In the mean time the inhabitants under the Lygonia government quietly submitted to its authority. Alexander Rigby died in August, 1650, and the proprietorship of Lygonia fell to his son Edward. In brief, the government was soon at an end. The inhabitants of Cape Porpoise and Saco submitted to Massachusetts in 1652, and the remaining settlements in 1658. Thus was accomplished what the Bay Colony had for some time been aiming to effect,—the bringing of these eastern settlements under her jurisdiction. Having decided that the northern boundary of her patent extended three miles above the northernmost head of the Merrimac River, the commissioners appointed on a recent survey showed that the northern line, as run by them, terminated at Clapboard Island (about three miles eastward of Casco peninsula); and this brought the Maine settlements within the bounds of the Massachusetts charter. This state of things continued till after the restoration of Charles II., when the hopes of those favorable to the Gorges interest began to revive. Young Ferdinando Gorges, the grandson and heir of the old proprietor, petitioned the Crown to be restored to his inheritance. His agent, Mr. Archdale, came into the province, and appointed magistrates to act under his authority, but the Government of Massachusetts speedily repressed all such movements. Charles II., however, soon directed his attention to New England. He appointed four commissioners to proceed thither, charged with important duties and clothed with large powers. They, or three of them, visited the province in the summer of 1665, and at York issued a proclamation to the inhabitants of Maine, requiring them to submit to the immediate protection and government of the King; and in his Majesty’s name forbidding the magistrates either of Massachusetts or of the claimant to exercise jurisdiction there, until his Majesty’s pleasure should be further known. A provisional government was therefore established, and the revival of the Church of England was encouraged.

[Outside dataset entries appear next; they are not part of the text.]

PR #208, opened 2024-04-05
Store last seen workspaces in local storage

MarcelGeo:
**Details**

Reaction to ticket https://github.com/MerginMaps/server-private/issues/2229

:hammer: 
 Store last seen workspace(s) in local storage instead of cookies. This PR is mostly only refactor, but following improvements are coming:
 
 - local storage is more robust than cookies
 - currentWorkspace cookies will not be sending in every request on API :1st_place_medal: 
 - there is not need to handle expiring of cookies
 - last workspace will be array instead key value (used for showing last seen workspace to user)
 
:heavy_plus_sign: New feature:

- We can now use Proxy based storing to local storage with ability to set value and sync it with localStorage. In case of array value in Proxy, use spread operator (push/pop ... are not reactive). This is experimental feature.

In the previous year the Duke of York received a charter of the Province of New York, and, embraced within the same document, was a grant of the territories between the St. Croix and Pemaquid, which was interpreted to include Pemaquid and its dependencies; and a government was subsequently erected there under the name of Cornwall County. After the Duke became King it was a royal province. This was beyond the eastern bounds of the Province of Maine. There had scarcely been even a pretence of a civil government here under the old patents. The Royal Commissioners speak of the low moral condition of the people of this region. “For the most part,” they say, “they are fishermen, and share in their wives as they do in their boats.” The government under the Duke of York was of an uncertain character, and was subject to the contingencies of political changes; and in 1674 the Government of Massachusetts, on the petition of the inhabitants, took them for a time under its protection. During the Indian wars which scourged the eastern settlements, in the latter part of that century, the Pemaquid country was wholly depopulated.